Wednesday, July 4, 2012

6. Secrets

There is nothing more deceptive than an obvious fact.
“The Boscombe Valley Mystery”

An important distinction can be made, when reading the Holmes canon, between the cases in which Holmes helps a client directly or when he is cajoled into assisting the police inspectors of Scotland Yard. Without exception, Holmes endeavors to serve his clients well, and, as with Mr. Wilson in the “Red-Headed League,” to protect them. When brought in on a police investigation, Holmes displays the same skill, albeit raised to an almost competitive level, but there is also an increase in acrimony or ill feeling. Watson repeatedly endorses being somewhat resentful for Holmes serving simply as an instrument for solving the case, yet receiving none of the credit. Moreover, Holmes himself is critical of the methods deployed by Scotland Yard, as they are often no match for his own deductive abilities and techniques.

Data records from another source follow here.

PR #119, opened 2022-10-26
AA-63 remove paymaster stake value from EntryPoint

drortirosh:


contracts/interfaces/IEntryPoint.sol
```diff
@@ -100,14 +100,15 @@ interface IEntryPoint is IStakeManager {
      *          perform the equivalent check using an off-chain library code
      * @return preOpGas total gas used by validation (including contract creation)
      * @return prefund the amount the wallet had to prefund (zero in case a paymaster pays)
+     * @return paymasterStake if current UserOperation uses a paymaster, then returns the current stake of this paymaster
```
yoavw: Maybe mention that the bundler should check if it meets its minimum requirement, and drop the op if it doesn't.

eip/EIPS/eip-4337.md
```diff
@@ -184,6 +184,8 @@ We extend the entry point logic to support **paymasters** that can sponsor trans
 
 ![](../assets/eip-4337/image2.png)
 
+First, a paymaster must issue `addStake()` to lock some eth for a period of time. This period is defined by the EntryPoint. Note that the amount staked is not defined on-chain, and MUST be
+validated by nodes during the UserOperation validation phase. The staked value MUST be above 1000 USD in native tokens (and SHOULD be larger, to compensate for native token price fluctuations)
```
yoavw: I'm not sure if we can really define it that way.  Fluctuations can be a major issue for autonomous (unmanaged) paymasters.  E.g. a TokenPaymaster that remains balanced by swapping in Uniswap, and has no owner.  Someone deposited the stake once, and is no longer around.  Suddenly the native currency price plunges, and the paymaster becomes unreachable.

Therefore I don't think the stake can be denominated in USD and tracked automatically.  It has to be a value that makes sense for the current chain, but should remain constant unless there's an extreme price drop that warrants a manual change.  E.g. make it 1 eth, but adjust it manually if eth drops to $500 or reaches $5000.

We could mitigate the issue by keeping a long term reputation for paymasters rather than just the sliding scale.  If a paymaster has been active for a year with no issues, and then its stake becomes insufficient due to eth price dropping, it makes sense to let it keep running.  However, this would complicate things.  Probably safer to just have a default value denominated in the chain's native currency, and adjust it manually in extreme situations.  

At the very least, I wouldn't use the word "MUST", but advise that the network should use a value equivalent to that.

WDYT?

eip/EIPS/eip-4337.md
```diff
@@ -312,6 +313,19 @@ Exceptions to the forbidden opcodes:
 
 ### Reputation scoring and throttling/banning for paymasters
 
+#### Rationale
+
+Paymasters might influence many UserOperations in the mempool.
+To prevent abuse, we "penalize" a paymaster that causes invalidation of large number of UserOperations in the mempool.
+To prevent paymasters from "sybil-attack", we require a paymaster to stake with the system, and thus make such DoS attack very expensive.
```
yoavw, line 326: Trying an alternative wording, let me know if it's easier to understand:
A paymaster could invalidate many UserOperations in the mempool with a single state change. This opens a denial-of-service attack vector against bundlers, which would have to re-simulate all of these UserOperations in order to drop them.
To prevent such abuse, the system throttles paymasters that have a high invalidation rate.
This mitigation won't work if the paymaster can be easily redeployed at a new address, aka. "Sybil attack".
To make throttling effective, we require a paymaster to lock a stake, which it can only withdraw after a long delay.  Redeploying to a new address requires either staking an additional amount or waiting a long time.  The stake makes DoS attacks by paymasters expensive and ensures that they don't scale.
This stake is never slashed, and can be withdrawn any time (after unstake delay).

eip/EIPS/eip-4337.md
```diff
@@ -312,6 +313,19 @@ Exceptions to the forbidden opcodes:
...
+Note that this stake is never slashed, and can be withdrawn any time (after unstake delay)
+
+The stake value is not enforced on-chain, but specifically by each node while simulating a transaction.
+The stake is expected to be above PAYMASTER_STAKE_VALUE (1000 USD in native token)
```
yoavw: See comment above re 1000 USD.  We could have a suggested value but it shouldn't be pegged to USD in an automated way.  The number (denominated in native tokens) should remain steady except during extreme situations.

eip/EIPS/eip-4337.md
drortirosh: added this.

eip/EIPS/eip-4337.md
drortirosh: redefined with a table of actual native token values

contracts/core/BasePaymaster.sol
```diff
@@ -70,10 +70,10 @@ abstract contract BasePaymaster is IPaymaster, Ownable {
     /**
      * add stake for this paymaster.
      * This method can also carry eth value to add to the current stake.
-     * @param extraUnstakeDelaySec - set the stake to the entrypoint's default unstakeDelay plus this value.
+     * @param unstakeDelaySec - the unstake delay for this paymaster. Can only be increased.
      */
-    function addStake(uint32 extraUnstakeDelaySec) external payable onlyOwner {
-        entryPoint.addStake{value : msg.value}(entryPoint.unstakeDelaySec() + extraUnstakeDelaySec);
+    function addStake(uint32 unstakeDelaySec) external payable onlyOwner {
+        entryPoint.addStake{value : msg.value}(unstakeDelaySec);
```
forshtat, line 76: I think having the `addStake_and_or_increaseUnstakeDelay` method is unnecessary coupled. I think it is better of as two separate methods.

eip/EIPS/eip-4337.md
```diff
@@ -186,6 +193,8 @@ We extend the entry point logic to support **paymasters** that can sponsor trans
 
 ![](../assets/eip-4337/image2.png)
 
+First, a paymaster must issue `addStake()` to lock some eth for a period of time. This period is defined by the EntryPoint. Note that the amount staked is not defined on-chain, and MUST be
```
forshtat: What does `This period is defined by the EntryPoint.` mean here?

eip/EIPS/eip-4337.md
```diff
@@ -243,7 +251,7 @@ When a client receives a `UserOperation`, it must first run some basic sanity ch
 
 - Either the `sender` is an existing contract, or the `initCode` is not empty (but not both)
 - The `verificationGasLimit` is sufficiently low (`<= MAX_VERIFICATION_GAS`) and the `preVerificationGas` is sufficiently high (enough to pay for the calldata gas cost of serializing the `UserOperation` plus `PRE_VERIFICATION_OVERHEAD_GAS`)
-- The paymaster is either the zero address or is a contract which (i) currently has nonempty code on chain, (ii) has registered and staked, (iii) has a sufficient deposit to pay for the UserOperation, and (iv) is not currently banned.
+- The paymaster is either the zero address or is a contract which (i) currently has nonempty code on chain, (ii) has registered and staked, (iii) has a sufficient deposit to pay for the UserOperation, (iv) has sufficient stake value and (v) is not currently banned.
```
forshtat: `ii` and `iv` are synonymous. Just say `has registered and has sufficient stake`?

eip/EIPS/eip-4337.md
```diff
@@ -317,6 +324,28 @@ Exceptions to the forbidden opcodes:
    (that is, making calls is allowed, using `gasleft()` or `gas` opcode directly is forbidden)
 
 ### Reputation scoring and throttling/banning for paymasters
+#### Rationale
+
+Paymasters might influence many UserOperations in the mempool.
+To prevent abuse, we "penalize" a paymaster that causes invalidation of large number of UserOperations in the mempool.
```
forshtat: `penalize` usually means `slash` some stake, which we don't, so I guess... `Throttle`?

eip/EIPS/eip-4337.md
```diff
@@ -317,6 +324,28 @@ Exceptions to the forbidden opcodes:
...
+To prevent paymasters from "sybil-attack", we require a paymaster to stake with the system, and thus make such DoS attack very expensive.
+Note that this stake is never slashed, and can be withdrawn any time (after unstake delay)
+
+The stake value is not enforced on-chain, but specifically by each node while simulating a transaction.
+The stake is expected to be above PAYMASTER_MIN_STAKE_VALUE, and unstake delay above PAYMASTER_MIN_UNSTAKE_DELAY
+The value of PAYMASTER_MIN_UNSTAKE_DELAY is 84600 (one day)
+
+The value of PAYMASTER_MIN_STAKE_VALUE is determined per chain, as roughly 1000 USD:
```
forshtat: This codifies 5 exchange rates as-of-this-writing as part of the ERC.
This does not specify a mechanism to change the values, which will be required to keep the peg.
This does not specify a mechanism to add new `min stake` values to the list of supported alt-chains.
This does not provide a rationale for the `1000 USD` number which seems to be pulled out of a hat.
And I think an **_E_**-RC (Ethereum something something) cannot (and shouldn't) specify parameters for chains other than mainnet for now. And sure not list a subset of such networks by name.

src/Create2Factory.ts
```diff
@@ -54,7 +54,7 @@ export class Create2Factory {
         21000
 
       // deployer requires some extra gas
-      gasLimit = Math.floor(gasLimit * 64 / 63)
+      gasLimit = Math.floor(gasLimit * 65 / 63)
```
forshtat: ??

test/entrypoint.test.ts
```diff
@@ -102,11 +102,11 @@ describe('EntryPoint', function () {
...
 
     describe('without stake', () => {
-      it('should fail to stake too little value', async () => {
-        await expect(entryPoint.addStake(2, { value: ONE_ETH })).to.revertedWith('stake value too low')
+      it('should fail to stake without value', async () => {
+        await expect(entryPoint.addStake(2)).to.revertedWith('no stake specified')
       })
-      it('should fail to stake too little delay', async () => {
-        await expect(entryPoint.addStake(1)).to.revertedWith('stake delay too low')
+      it('should fail to stake with delay', async () => {
```
forshtat: without

forshtat (changes requested):

eip/EIPS/eip-4337.md
drortirosh: do you have a better suggestion?
we do need to specify some values. at first, I put a $1000 value, saying you need "equivalent". But this force the bundler to contact some exchange to keep it up to date, which is a burden we don't want.
Worse, it means a valid permissionless paymaster today might become under-staked in the future. So instead we thought we can use fixed native values, and only change them on huge price changes.

contracts/core/BasePaymaster.sol
drortirosh: It is a single method to set the stake values.
In most cases, the "modify" capability will not be used - but it is annoying to require 2 separate calls.

src/Create2Factory.ts
drortirosh: have no idea why it broke. The difference is now I don't pass a constructor param. I understand that this Create2Factory is problematic (it REQUIRES manual gas and not "estimate", since it doesn't revert on failure). It is now used only in tests. should switch to Arachnid's deterministic deployer

eip/EIPS/eip-4337.md
yoavw: I'm also not a fan of setting it to a fixed USD denominated value.  I think it should be a network-wide value (or a mempool-wide value since a chain could have more than one mempool), which reflects the value and use cases of that network.  E.g. a gaming chain where censorship and frontrunning is not that much of an issue might select a lower value.

Maybe the ERC itself is not the right place to set the values for the different networks, but we do need one place that reflects the consensus for each network.  My current thinking is that the bundler specs and compliance tests suite is the right place for this, since all bundlers should (hopefully) run these tests to ensure compatibility.

If it's in the bundler specs/tests, anyone is free to send a PR to change it, but hopefully it'll involve some process in each network, where their community (or owner - in some networks) decides on it.

The question is what to write about it here in the ERC.  "A chain-specific amount agreed by the mempool nodes, sufficient to mitigate DoS and censorship attacks?"  - the problem is that determining a sufficient amount requires understanding the attack and its economics, which is a bit long to add here.

src/Create2Factory.ts
drortirosh: I'm not trying to fix it now (the alternative is to put a fixed gas on the tests that use it.

eip/EIPS/eip-4337.md
drortirosh: removed actual values. still we need to find a place to communicate them.

yoavw: Yes.  In the bundler specs, reference bundler, and bundlers test suite.  Any bundler that passes these tests can be used by paymaster developers to ensure that the paymaster is sufficiently staked.

Bundlers should also communicate it to users/devs somehow.  I suggest a `getMinimumPaymasterStake(chainid)` RPC which returns the minimum stake value and unstake time for that chain.

drortirosh: will add to the RPC pr..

As such, and as he is no mere extension of the police force, Holmes feels no similar duty to protect the inspectors he helps, and, in fact, many of the Scotland Yard detectives, including Inspectors Gregson and Lestrade (from A Study in Scarlet) and Inspector Althelney Jones (from A Sign of Four) follow incorrect assumptions, make erroneous arrests, and otherwise bungle their own cases without much more than a snide remark from Holmes. Thus, Holmes may assist, or even allow the inspectors to take the credit for solving his cases, but he may not protect them. In a few cases, this duty to protect amounts to keeping secrets, either from clients or the police, or, as in the case of “The Boscombe Valley Mystery,” which is unique in being both a “client” consultation and a collaboration with Scotland Yard, pitting the two against one another, and keeping the secret at the heart of the mystery to himself.

As with “A Case of Identity,” Holmes is not above keeping information he regards as potentially damaging from his client. In “The Boscombe Valley Mystery,” this particular scruple is considerably expanded and extended to keeping information from the police and, in fact, instituting a ‘cover-up’ of far more serious crimes out of a sense of moral obligation to his adopted “client” and their family, although Holmes’ services were in fact retained by Inspector Lestrade. While the idea of secret-keeping is central to the Holmes canon, as it would be for any detective to engender trust in his or her clients, Holmes and Watson alike display a far more acute sense of preservation and protection of both life, liberty and reputation in “Boscombe” than was common in Victorian society.

As Jack Tracy, author of the essential Encyclopædia Sherlockiana stated, “if [Conan Doyle’s characters] enjoyed a strong sense of security and belonging, they did so at the cost of a rigid code of social behavior very much in conflict with…concepts of personal liberty.” Whether Holmes considers himself above such a code and is inclined to break with it as he deems necessary out of well earned professional hubris or simply considers the law or morality irrelevant to his obsessive pursuits with crime and puzzles, is subject to much speculation in the scholarly community surrounding the Holmes canon. As “The Boscombe Valley Mystery” demonstrates, the secrets that Holmes and Watson tend to keep or to share seem chosen to keep everyone—including the reader—guessing.